Direct measurement of the distribution of dark matter with strongly lensed gravitational waves

TL;DR

This paper proposes using strongly lensed gravitational waves to measure dark matter's distribution and self-interaction properties, offering a new observational approach to constrain dark matter models.

Contribution

It introduces a novel method to probe dark matter self-interactions through gravitational wave lensing measurements, providing model-independent constraints.

Findings

Potential to constrain dark matter self-scattering cross-section with 10-1000 lensed GW events

Robust large-scale dark matter distribution measurements possible

More stringent limits than electromagnetic observations

Abstract

In this Letter, we present a new idea of probing the distribution of dark matter exhibiting elastic and velocity-independent self-interactions.

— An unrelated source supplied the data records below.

Issue #8156, opened 2025-10-15
Attacking Fake Hosts Increases Acider Reserves


YO0teacher:
The "training dummy" sometimes spawned in medbay by admins is meant for surgery practice, but these can be exploited during hijack. They still increase runner's acider reserves when slashing them, this allows aciders to "farm" the dummy for free acid. 

This isn't worth anybody's time to patch, I just wanted to report it so admins are aware the dummy may be exploited.

<img width="807" height="648" alt="Image" src="https://github.com/user-attachments/assets/952b0bf8-8d57-412e-9402-2909521a87f8" />

PR #8159, opened 2025-10-15
Aciders no longer gain acid from attacking training dummies

YO0teacher:
## About the PR
Slashing anything that has a training dummy component no longer gives the runner acider strain any acid gain. Both the instant acid gain and passive acid gain accounted for.

## Why / Balance
To address my own bug report I made here: https://github.com/RMC-14/RMC-14/issues/8156
Basically, training dummies can now be spawned in medbay by admins without worrying about people exploiting them during hijack as acider.

## Technical details
When hitting an entity, checks if the entity has a "RMCTrainingDummyComponent" and doesn't grant acid gain if it does.

## Media
https://github.com/user-attachments/assets/6fc61843-7803-407c-8203-e8adc611d3d4

## Requirements

:cl:
- fix: Fixed acider runners gaining acid from hitting training dummies.

### DIFF
--- a/Content.Shared/_RMC14/Xenonids/AciderGeneration/XenoAciderGenerationSystem.cs
+++ b/Content.Shared/_RMC14/Xenonids/AciderGeneration/XenoAciderGenerationSystem.cs
@@ -1,5 +1,6 @@
 using Content.Shared._RMC14.Xenonids.Energy;
 using Content.Shared._RMC14.Xenonids.Rest;
+using Content.Shared._RMC14.TrainingDummy;
 using Content.Shared.Mobs;
 using Content.Shared.StatusEffect;
 using Content.Shared.Stunnable;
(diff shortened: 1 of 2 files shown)


PursuitInAshes:
Do synths give acid aswell?
I don't know if parity says they should or shouldn't, but may be wise to double check what it should be doing aswell, fixing if required.

YO0teacher:
> Do synths give acid aswell? I don't know if parity says they should or shouldn't, but may be wise to double check what it should be doing aswell, fixing if required.

Ran a quick test, synths do in fact give acid, but I don't know if its parity. As it stands there would be an inconsistency with "fake hosts" giving acid, might be a good idea to stop synths from giving acid for that reason. Overall, this PR is to prevent helpless dummies being farmed for acid (and encourage putting training dummies in medbay more often), but I can add the fix for synths too if requested.

DrSmugleaf (approved):
Thanks for the PR!

PR #8162, opened 2025-10-16
Golden Sidearms for High Playtime COs

noctyrnal:
## About the PR

COs with 450+ Hours can now get a golden mateba or a golden peregrine handcannon in their loadout.
Could move the regular sidearm selection to loadouts too to prevent dupe weapon selection.

## Why / Balance

Technically parity - CM13 Colonels get the golden sidearms, but Colonels are a senate rank instead of being playtime. So, I chose to make it ruby instead so that it wouldn't just be an extra toy for Colonel rank, and needs a bit more work.

## Media

image
(case has the mateba in it too)

## Requirements

**Changelog**

:cl: noctyrnal
- add: COs with 250+ Hours can now get golden versions of their sidearms in their loadouts.


Aurallianz (changes requested):
failures related

Aurallianz (changes requested):
Error Message:
     Entity RMCMatebaCustomizationCaseLuxuryWeapon has storage-fill item, RMCWeaponRevolverMatebaGold, that is too large
Assert.That(protoMan.Index(entryItem.Size).Weight, Is.LessThanOrEqualTo(protoMan.Index(maxSize.Value).Weight))
  Expected: less than or equal to 2
  But was:  4

QuietlyWhisper:
Put these as an intermediary reward between two medals (ruby and the next tier up) instead of stacking rewards on the same playtime as a medal

noctyrnal:
> Put these as an intermediary reward between two medals (ruby and the next tier up) instead of stacking rewards on the same playtime as a medal

made it 450 hours

Aurallianz (approved):
yep

PR #682, opened 2020-11-26
Improved the mobile responsiveness for toasts

Goodosky:
The toast component extends beyond the page view on small screens.
This PR set max-width for toasts.

Why '- 40px'? 
Because, we have `margin-right: 20px` or `margin-left: 20px` (depending on the 'position' attribute). So this adds 20px of margin for the opposite side, 20px + 20px = 40px. Toast is centred.

Effect:
improveToast

### DIFF
--- a/src/components/toast/Toast.vue
+++ b/src/components/toast/Toast.vue
@@ -97,6 +97,7 @@ export default {
 .p-toast {
     position: fixed;
     width: 25rem;
+    max-width: calc(100% - 40px);
 }
 
 .p-toast-message-content {


Goodosky:
Currently, when position attribute is set as `top-left` or `bottom-left` then 'X' extends beyond the page view and user can't close the toast. This PR fix this.

dheimoz:
Great, thanks @Goodosky hope this PR is considered, as stated on mobile devices it is hard to read the Toasts Notifications.

cagataycivici:
@mertsincan What do you think sir?

lnfel:
Most of the components are not responsive, such a waste of time fighting the ui framework. Been fixing the components in our code base.

PR #726, opened 2020-11-30
added $emit('close') to the Message.vue component when it closes

rodrigorodriguescosta:
currently, there is not one way to know if the Message is closed


cagataycivici:
Thank you, please see #739

Issue #681, opened 2020-11-26
Invalid "sortField" property type in Vue and type definition files


nestorrente:
This issue is related to #647. In that issue, @richardmward pointed that `sortField` prop of `DataTable` component was declared as `String` in the .vue file - that was fixed in version 3.0.2. However, the same issue is present in `TableHeader` and `Column` components. Also, `Column.d.ts` file has `sortField` defined as `string`, instead of `string | Function`.

The same issue is also present in `DataTable`, `TableHeader` and `Column` components of version 2.x - also in their corresponding type declaration files.

Refering to TypeScript definition files, it might be better to define it as `string | ((item: any) => any)`, in order to give a little more information about function's signature.

Thank you very much for your time.

cagataycivici:
Thank you!

PR #743, opened 2020-12-08
Fixed "sortField" prop type in Column, DataTable, TableHeader, DataView and TreeTable (PrimeVue 2)

nestorrente:
Solves #681 in PrimeVue 2.


tugcekucukoglu:
Thanks for the PR, these are fixed manually.

PR #746, opened 2020-12-08
Fixed use of MenuModel's "class" property in PanelMenuSub

nestorrente:
`PanelMenu` component was ignoring `class` property of its model's items because of a typo. This PR solves that issue.


cagataycivici:
Thank you!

These interactions might be revealed in multiple measurements of strongly lensed gravitational waves, which can be observationally explored to determine the strength of self-scatterings. Specifically, each individual galactic-scale strong-lensing system whose source is a coalescing compact binary emitting gravitational waves will provide a model-independent measurement of the shear viscosity of dark matter along the line of sight. These individual measurements could be a probe of large-scale distribution of dark matter and its properties. Our results indicate that with 10-1000 strongly lensed gravitational waves from ET and DECIGO, robust constraints on the large-scale distribution of self-interacting dark matter might be produced. More stringent limits on the dark matter scattering cross-section per unit mass ($\sigma_{\chi}/m_{\chi}$) relevant to galaxy and cluster scales are also expected, compared with the conservative estimates obtained in the electromagnetic domain. Finally, we discuss the effectiveness of our method in the context of self-interacting dark matter particle physics.